By Denise Dubie, Network World
Researchers at the University of Massachusetts Amherst have developed a computer-based tool that when put to use in large distributed networks could uncover the most used, expensive and vulnerable links.
The tool would, researchers propose, help companies and government agencies better gird their networks against natural disasters such as Hurricane Katrina and terrorist attacks such as those on Sept. 11, 2001 by providing a means to measure network efficiencies and employ a ranking system of managed nodes and links. The information could give companies information they need to protect the most critical network components, researchers say.

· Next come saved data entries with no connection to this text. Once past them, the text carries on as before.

PR #5265, opened 2026-08-06
fix(tools): reject non-finite number parameters

wesleyzhangwq:
## Summary

- reject `NaN` and infinite values for JSON Schema `number` tool parameters
- cover both parsed floats and numeric strings after schema-driven casting

## Why

`Tool._cast_value()` accepts strings such as `"NaN"` and `"Infinity"` through
`float()`. The resulting non-finite floats then pass the existing type check;
`NaN` also bypasses minimum and maximum comparisons. This can let an invalid
value such as `spawn.temperature` reach the subagent runtime and provider API.

The validation layer now rejects non-finite floats with an actionable error
before tool execution. Normal finite number handling is unchanged.

## Validation

- `uv run --no-sync pytest tests/tools/test_tool_validation.py -q` — 70 passed
- `uv run --no-sync ruff check .`
- `uv run --no-sync basedpyright nanobot/agent/tools/base.py` — 0 errors
- full test run — 6,143 passed and 11 skipped; 9 local failures were confined
  to unrelated xAI OAuth and MCP/WebFetch network tests

### DIFF
--- a/nanobot/agent/tools/base.py
+++ b/nanobot/agent/tools/base.py
@@ -1,6 +1,7 @@
 """Base class for agent tools."""
 from __future__ import annotations
 
+import math
 import typing
 from abc import ABC, abstractmethod
 from collections.abc import Callable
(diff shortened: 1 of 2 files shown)


Re-bin (approved):
LGTM. Non-finite tool parameters are rejected at the shared schema boundary, with regression coverage for numeric and string NaN/Infinity inputs.

PR #5268, opened 2026-08-06
fix(webui): stage out-of-media-root attachments on history reads

### LINKED ISSUE #5264: /api/sessions/{key}/messages never returns media_urls for files outside the media root
### Bug Description

The WebSocket channel attaches signed media URLs (`media_urls`) to live `message` events, but the history endpoint `GET /api/sessions/{key}/messages` never emits `media_urls` for assistant attachments unless the file already lives under the media root (`<workspace>/media/`).

Root cause: `WebUIMediaGateway.augment_media_urls` (`nanobot/webui/media_gateway.py`) signs with `sign_media_path` only — no staging. `sign_media_path` computes `abs_path.relative_to(media_root)` and returns `None` for any file outside the media root (e.g. anything under `projects/`). The streaming path (`nanobot/channels/websocket/runtime.py`) uses `sign_or_stage_media_path`, which copies the file into `media/<channel>/` before signing, so it always works. This is deployment-independent (reproduced both natively and in Docker).

Impact: any client that reloads session history (e.g. a web client refreshing the page) loses attachment links — the history response ends up with neither `media` nor `media_urls`. The bundled WebUI works around this by using `/api/sessions/{key}/webui-thread` (which augments via `augment_transcript_media` → staging), but the plain messages contract is broken for everyone else.

### Steps to Reproduce

1. Start nanobot with the websocket channel and a workspace.
2. Have the agent produce a file outside the media root (e.g. under `projects/`) and attach it via the `message` tool.
3. Live: the WebSocket `message` event carries `media_urls` (staged under `media/websocket/`) ✅
4. Now call `GET /api/sessions/{key}/messages` — the same message has **neither** `media` **nor** `media_urls`.

### Expected Behavior

The history endpoint returns the same `media_urls` as streaming, so clients can render attachments after a refresh.

### Relevant Logs

No error is logged — the signer fails silently and the media is dropped.

### nanobot Version

0.3.0 (commit `3f602fbc`)

### Python Version

3.12

### Operating System

Docker (also reproduced natively on macOS)

### Channel / Platform

WebSocket

### LLM Provider

DeepSeek

### Additional Context

Proposed fix (uses the same staging mechanism the streaming path already relies on):

```python
# nanobot/webui/media_gateway.py
def augment_media_urls(self, payload):
    # currently:
    attach_signed_media_urls(payload, sign_path=self.sign_media_path)
    # should be:
    attach_signed_media_urls(payload, sign_path=self.sign_or_stage_media_path)
```

`attach_signed_media_urls` in `nanobot/webui/media_api.py` currently assumes the signer returns a URL string; `sign_or_stage_media_path` returns `{url, name}` — widen the accepted signer return type to `str | dict[str, str] | None`.

Note: after this change, reading history stages (copies) attached files into the media dir. Also worth adding a test for `augment_media_urls` output — the existing persistence tests (`tests/agent/test_loop_save_turn.py`) cover storage of media paths but not the history-endpoint augmentation.

LHMQ878:
## Summary
`GET /api/sessions/{key}/messages` signed attachments with `sign_media_path` only, so files outside the media root (e.g. under `projects/`) silently lost `media_urls` after a refresh. The live WebSocket path already stages via `sign_or_stage_media_path`.

## Changes
- Route history augmentation through `sign_or_stage_media_path`
- Widen `attach_signed_media_urls` to accept `str | dict | None` signer returns
- Add regression test for out-of-media-root history hydration

Fixes #5264

## Test plan
- [x] `pytest nanobot/channels/websocket/tests/test_websocket_media_route.py::test_session_messages_stages_media_outside_media_root nanobot/channels/websocket/tests/test_websocket_media_route.py::test_session_messages_exposes_signed_media_urls`

### DIFF
--- a/nanobot/channels/websocket/tests/test_websocket_media_route.py
+++ b/nanobot/channels/websocket/tests/test_websocket_media_route.py
@@ -551,6 +551,54 @@ async def test_session_messages_exposes_signed_media_urls(
 
 
 @pytest.mark.asyncio
+async def test_session_messages_stages_media_outside_media_root(
+    bus: MagicMock, tmp_path: Path
+) -> None:
+    """History must stage project/workspace attachments like the live WS path.
+
+    Files under e.g. ``projects/`` are outside the media root, so
+    ``sign_media_path`` alone returns None and drops ``media_urls``. The
+    history endpoint has to use ``sign_or_stage_media_path`` instead.
+    """
+    media = tmp_path / "media"
+    media.mkdir()
+    project_file = tmp_path / "projects" / "report.png"
+    project_file.parent.mkdir()
+    project_file.write_bytes(_PNG_BYTES)
+
+    sm = SessionManager(tmp_path / "ws_state")
+    sess = Session(key="websocket:stage-outside")
+    sess.add_message("assistant", "here is the report", media=[str(project_file)])
+    sm.save(sess)
+
+    channel = _ch(bus, session_manager=sm, port=29931)
+    with patch("nanobot.webui.media_gateway.get_media_dir", side_effect=_fake_media_dir(media)):
+        server_task = asyncio.create_task(channel.start())
+        try:
+            token = channel.gateway.tokens.issue_api_token(300)
+            resp = await _http_get(
+                "http://127.0.0.1:29931/api/sessions/websocket:stage-outside/messages",
+                headers={"Authorization": f"Bearer {token}"},
+            )
+            assistant_msg = next(m for m in resp.json()["messages"] if m["role"] == "assistant")
+            urls = assistant_msg["media_urls"]
+            assert len(urls) == 1
+            assert urls[0]["name"] == "report.png"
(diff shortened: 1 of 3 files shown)


chengyongru:
Thanks for the focused patch and tests. After tracing the current callers, `/api/sessions/{key}/messages` is a legacy internal WebUI route: the bundled WebUI now replays history through `/webui-thread`, no current production code calls `/messages`, and it is not part of the documented integration API.

That means #5264 does not affect a supported product path. Extending this route would also add file staging/copying side effects to an obsolete read path. We are therefore closing this PR instead of widening the legacy contract. The dead route and its route-only helpers are being removed in #5284.

LHMQ878:
Thanks for tracing the callers and explaining. Understood — `/messages` is legacy and #5264 does not hit a supported path, so closing this instead of extending that route makes sense. Glad the dead route cleanup is covered in #5284.

PR #5269, opened 2026-08-06
fix(providers): stop writing API keys into process os.environ

### LINKED ISSUE #4784: Security: Provider API keys leaked between providers via global os.environ mutation
## Summary

`OpenAICompatProvider._setup_env()` writes provider API keys directly into the process-global `os.environ` dict. For gateway-type providers, `os.environ[spec.env_key] = api_key` **overwrites** any previous value. For non-gateway providers, `os.environ.setdefault(spec.env_key, api_key)` **leaves stale keys** from the first instantiated provider visible. In multi-provider configurations, keys can leak between provider instances.

## Affected Code

- `nanobot/providers/openai_compat_provider.py:465-477` — `_setup_env()` mutates `os.environ`:
  - Line 467: `os.environ[spec.env_key] = api_key` (overwrites for gateways)
  - Line 471: `os.environ.setdefault(spec.env_key, api_key)` (first-write wins for non-gateways)
  - Lines 475-477: `env_extras` also written to `os.environ`

## Root Cause

Provider key management uses process-global `os.environ` as shared state. The `setdefault` pattern means the first provider to initialize "wins" for a given env key; the `os.environ[key] = value` pattern means the last gateway provider overwrites.

## Suggested Fix

Use per-provider-instance state (`self._api_key`) rather than process-global env vars. If env vars are required by third-party SDKs, scope them with context variables or thread-local state that is set/restored around each provider call.

LHMQ878:
## Summary
`OpenAICompatProvider._setup_env()` wrote provider API keys into the process-global `os.environ`. Gateways overwrote previous values; non-gateways used `setdefault` so the first writer won. In multi-provider setups this leaked or swapped credentials across instances.

## Changes
- Remove `_setup_env` mutation; the client already receives `api_key=self._api_key_for_client`
- Add isolation tests covering multi-provider init and preexisting env preservation

Fixes #4784

## Test plan
- [x] `pytest tests/providers/test_provider_env_isolation.py`

### DIFF
--- a/nanobot/providers/openai_compat_provider.py
+++ b/nanobot/providers/openai_compat_provider.py
@@ -523,9 +523,6 @@ class OpenAICompatProvider(LLMProvider):
         self._proxy = proxy or None
         self._native_compaction_available = True
 
-        if api_key and spec and spec.env_key:
-            self._setup_env(api_key, api_base)
-
         effective_base = api_base or (spec.default_api_base if spec else None) or None
         self._effective_base = effective_base
         self._default_headers = {"x-session-affinity": uuid.uuid4().hex}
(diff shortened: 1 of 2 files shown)


Re-bin (approved):
LGTM. Provider credentials remain instance-local instead of mutating the process environment, with focused isolation and cleanup regression coverage.

PR #5271, opened 2026-08-06
fix(session): prevent stale background task saves from overwriting session data

yorkhellen:
## Summary

Prevents stale background work from overwriting a session after `/new` or another lifecycle replacement.

## Changes

- Serialize `/new` with per-session compaction so it clears the current object after an in-flight compactor finishes.
- Reject saves from invalidated, competing, and copied runtime `Session` objects through a shared revocable lifecycle binding.
- Avoid retaining an unbounded generation entry for every invalidated session key.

"Previous measures ignored how users of networks would readjust subject to a failure and could not rank nodes and links in a reasonable way," says Anna Nagurney, John F.Smith Memorial Professor and Director at the Virtual Center for Supernetworks ,Ā Isenberg School of Management, at UMass Amherst.
Nagurney and doctoral student Qiang "Patrick" Qiang have worked for the past 7 months on the network efficiency and performance measurement project, which is funded in part by the John F. Smith Memorial Fund and in part by the National Science Foundation (NSF). The UMass Amherst team was among several groups funded by the NSF to "address issues of national security under the Management Knowledge Intensive Dynamic Systems (MKIDS) program," Nagurney reports. The research supplements an exiting NSF grant on decentralized decision-making in complex networks.
The measurement tool enables a "computation of the loss in efficiency" if network components or links, or combinations of those are damaged or destroyed in an attack, according to UMass Amherst.
"We expect that the measure will have a wide practical use also in peacetime since it provides a quantifiable way in which to identify which network components should be best maintained based on actual usage and costs," Nagurney says. Researchers say the measure can also capture how end users readjust after network disruptions. "There is a huge amount of commercial potential in this measure and its variants," she says.